__TASK INPUT__:
====
PR #11792, opened 2016-05-19
replace _.extend in favor of Object.assign

Connormiha:
Since Chromium 45 supports native `Object.assign` for merging objects. Let's get rid `extends` from `underscore` in favor of native method.

### DIFF
--- a/src/browser/atom-application.coffee
+++ b/src/browser/atom-application.coffee
@@ -25,7 +25,7 @@ LocationSuffixRegExp = /(:\d+)(:\d+)?$/
 #
 module.exports =
 class AtomApplication
-  _.extend @prototype, EventEmitter.prototype
+  Object.assign @prototype, EventEmitter.prototype
 
   # Public: The entry point into the Atom application.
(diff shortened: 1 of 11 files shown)


YuriSolovyov:
I guess you might need [`Object.setPrototypeOf`](https://developer.mozilla.org/ru/docs/Web/JavaScript/Reference/Global_Objects/Object/setPrototypeOf) for doing inheritance

Connormiha:
> I guess you might need Object.setPrototypeOf for doing inheritance

`Object.assign` and `_.extends` for merge objects (not inheritance) and the are equals.
`Object.setPrototypeOf`does something quite different.

YuriSolovyov:
sorry, got confused with `@prototype`

lee-dohm:
What benefit does this give?

Connormiha:
> What benefit does this give?

Just a little less depending of extend library. Why use extend function if browser has equal function?

lee-dohm:
Thanks for contributing!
====
__WHAT IS EXPECTED__: From the line that contains "sorry, got confused" to the last line of the data, write out each line exactly and add nothing.

__RESPONSE BELOW__:
sorry, got confused with `@prototype`

lee-dohm:
What benefit does this give?

Connormiha:
> What benefit does this give?

Just a little less depending of extend library. Why use extend function if browser has equal function?

lee-dohm:
Thanks for contributing!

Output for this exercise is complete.